*** Block opens ***

PR #3111, opened 2023-06-27
fix AttributeError in MoleculeGraph.draw_graph_to_file

xjf729:
In line 2602 and 2603, `g` is `MultiDiGraph` and has no attribute `node`.

## Summary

*** Block closes ***

* **PROBLEM DETAILS**:
Repeat the material in full. Nothing may differ.

* **WORKED SOLUTION**:
PR #3111, opened 2023-06-27
fix AttributeError in MoleculeGraph.draw_graph_to_file

xjf729:
In line 2602 and 2603, `g` is `MultiDiGraph` and has no attribute `node`.

## Summary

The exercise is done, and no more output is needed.